All the arguments included in this form are those presented by the residents at that time and support the reason the libraries should not be run by Community Managements. – reduced service, reduced activities, reduced support.  We passionately oppose this proposal. We cannot find it anywhere else in the budget so how would anyone know this is being suggested.

Not many residents would make it all the way to these pages, tucked at the back.

This is certainly not being transparent.

There is also a suggestion in these Equality Screening papers about the closure of the R-Bus.

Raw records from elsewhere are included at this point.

PR #327, opened 2022-06-24
feat: add initial files to allow protobuf 4.20

atulep:
BEGIN_COMMIT_OVERRIDE
feat: add initial files to allow protobuf 4.20
END_COMMIT_OVERRIDE

This PR integrates protobuf 4.xx into codebase.

### DIFF
--- a/noxfile.py
+++ b/noxfile.py
@@ -42,7 +42,8 @@ def unit(session, proto="python"):
     session.env["PROTOCOL_BUFFERS_PYTHON_IMPLEMENTATION"] = proto
     session.install("coverage", "pytest", "pytest-cov", "pytz")
     session.install("-e", ".[testing]", "-c", constraints_path)
-
+    if proto == 'cpp': # 4.20 does not have cpp.
+        session.install("protobuf==3.19.0")
     session.run(
         "py.test",
         "-W=error",
--- a/noxfile.py
+++ b/noxfile.py
@@ -42,7 +42,7 @@ def unit(session, proto="python"):
     session.env["PROTOCOL_BUFFERS_PYTHON_IMPLEMENTATION"] = proto
     session.install("coverage", "pytest", "pytest-cov", "pytz")
     session.install("-e", ".[testing]", "-c", constraints_path)
-    if proto == 'cpp': # 4.20 does not have cpp.
+    if proto == "cpp":  # 4.20 does not have cpp.
         session.install("protobuf==3.19.0")
     session.run(
         "py.test",
--- a/noxfile.py
+++ b/noxfile.py
@@ -54,7 +54,7 @@ def unit(session, proto="python"):
                 "--cov-config=.coveragerc",
                 "--cov-report=term",
                 "--cov-report=html",
-                os.path.join("tests", ""),
+                os.path.join("tests"),
             ]
         ),
     )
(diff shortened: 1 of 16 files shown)


noxfile.py
```diff
@@ -54,7 +55,7 @@ def unit(session, proto="python"):
                 "--cov-config=.coveragerc",
                 "--cov-report=term",
                 "--cov-report=html",
-                os.path.join("tests", ""),
+                os.path.join("tests"),
```
parthea, line 58:
```suggestion
                "tests",
```

proto/marshal/collections/maps.py
```diff
@@ -58,15 +59,20 @@ def __getitem__(self, key):
...
-
         # Directly setting a key is not allowed; however, protocol buffers
         # is so permissive that querying for the existence of a key will in
         # of itself create it.
         #
         # Therefore, we create a key that way (clearing any fields that may
         # be set) and then merge in our values.
-        self.pb[key].Clear()
-        self.pb[key].MergeFrom(pb_value)
+        # In UPB, sometime self.pb[key] is not always a proto.
```
parthea, line 68:
```suggestion
        # In UPB, sometimes self.pb[key] is not always a proto.
```

parthea (approved):

proto/_package_info.py
```diff
@@ -37,7 +37,12 @@ def compile(name, attrs):
     proto_module = getattr(module, "__protobuf__", object())
 
     # A package should be present; get the marshal from there.
-    package = getattr(proto_module, "package", module_name)
+    # When package is empty, upb based protobuf fails with an
```
vam-google, line 40: Please mark all hacks like this with a TODO saying it should be removed once the new version of protobuf with fixed upb is out.

proto/marshal/compat.py
```diff
@@ -25,9 +25,17 @@
 except ImportError:
     _message = None
 
+# Try UPB.
+if not _message:
```
vam-google, line 29: Please test it more as we discussed. In case if ptotobuf 3.20 and 4.21 re mutually exclusive in this logic, please prioritize workflow, when newer version of protobuf if assumed first, and only if it fails, fallback to older version, not vice versa. This is to make sure that throwing an exception is not an expected behavior for the prioritized protobuf version (which I guess should be the new one)

proto/message.py
```diff
@@ -568,11 +573,21 @@ def __init__(
                 # See related issue
                 # https://github.com/googleapis/python-api-core/issues/227
                 if isinstance(value, dict):
-                    keys_to_update = [
-                        item
-                        for item in value
-                        if not hasattr(pb_type, item) and hasattr(pb_type, f"{item}_")
-                    ]
+                    if _message is None:
```
vam-google, line 576: For this code block (and other similar blocks in this PR) please add an explicit comment for each if branch which protobuf version it belongs to (3.20 or 4.21 case).

tests/conftest.py
```diff
@@ -37,10 +37,27 @@ def pytest_runtest_setup(item):
...
+
+            has_upb = True
+            assert _message
+        except ImportError:
+            _message = None
+        if not _message:
+            try:
+                from google.protobuf.pyext import _message
+            except ImportError:
+                _message = None
```
vam-google, line 52: Consider having a utility helper method or something similar for htis logic, as it seems it is being reused in multiple places

vam-google:
@haberman can you please take a look at this PR?

proto/_package_info.py
atulep: Done.

proto/message.py
atulep: Done

vam-google (approved):
LGTM

PR #332, opened 2022-07-26
fix: fixes bug in the test.

atulep:
Fixes failing test after new protobuf was released.

The `ScalarMap` is being returned and needs to be explicitly converted to `dict` for assertion to succeed.


vam-google (approved):
LGTM

PR #334, opened 2022-08-04
fix: Fix Timestamp, Duration and FieldMask marshaling in REST transport

### LINKED ISSUE #333: Proto JSON cannonical encoding is not supported for special types
With an exception of `int64<->string` encoding (implemented in https://github.com/googleapis/proto-plus-python/pull/267) the rest of special types [JSON Mapping ](https://developers.google.com/protocol-buffers/docs/proto3#json) are not supported. Most commonly failing types are `Timestamp`, `FieldMask` and `Duration`

This is crucial to support rest transport in Python.

vam-google:
This fixes https://github.com/googleapis/proto-plus-python/issues/333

This is a door-to-door service for adults with learning difficulties, all known to CTPLD. Users can use it at any time Monday – Friday until 9:30 pm, to attend organised groups or individual activities, reducing social isolation and loneliness. This also takes pressure of their careers and provides respite.

We understand the use of this bus many have been negligible in the past two years because of COVID but surely Bracknell Forest can afford to support this provision.

Also included in these papers is the proposal to relinquish the Zone Youth Centre for letting and to provide a session in an alternative location in a nearby Community    Centre. This is in a public document out for consultation and yet no one has had the decency to consult those who run the said Community Centre.

Apparently, this document should never have been included in the budget papers.

A truly unnecessary cause of stress and concern.

The biggest pressures are, as always from Adult Social Care Costs and Children Looked. The uncertainty of these budgets is reflected in the difference of the best and worse case for the Children Looked After provision. The ‘worse case’ is almost double the ‘best case’.

The £71K addition to the Schools Budget shows the Council is again having to pick up the cuts from central government- this time to replace the funding to support vulnerable pupils.

We support the proper funding for the Family Group Conferences as these prevent expensive future expenditure.

We also support every effort to avoid the use of bed and breakfast accommodation for emergency housing.

The one-off schemes including to consider moving the library, a new Leisure centre, the biodigester, are all to be supported.

The one Savings Proposal that demands a response, is the proposal to cut the library staff by 2,2 full time equivalent by increasing the number of Open+ hours. The Inequalities Screening Form on library changes included in these papers explains why this must be opposed. The Librarians provide a welcome to so many of our residents. They run ‘story time’ and ‘book clubs. They encourage a love of reading in all who visit. Entering an empty building to change a book serves some of our residents but not those who see the library as the hub of the community.

All libraries will be affected,  There is no separate Inequalities Screening form  for this  included, although staff will be made redundant- another error!

Heathlands will be a very welcome provision

The Social Care Resourcing Campaign to attract permanent staff and reduce the reliance on agency workers is welcome for the good of all our clients, as well as for the budget.

At the last Council meeting, the Council were told that £180K had been allocated towards a Financial Hardship Fund. I can find no mention of this in the budget, but it will certainly be needed.

There is no mention of £76K to support South Hill Park, but we assume this is because there is no change and the funding remains.

We are fully aware that balances can only be used once but the balances are large and some of the above decisions will certainly unnecessarily affect the quality of life of our residents.

The Council Tax will have to be raised to cover the NI contributions and the Social Care demands, but it cannot be raised the full 4.5%. Many of our residents will find this next year incredibly hard. We need to ensure support is available and well publicised.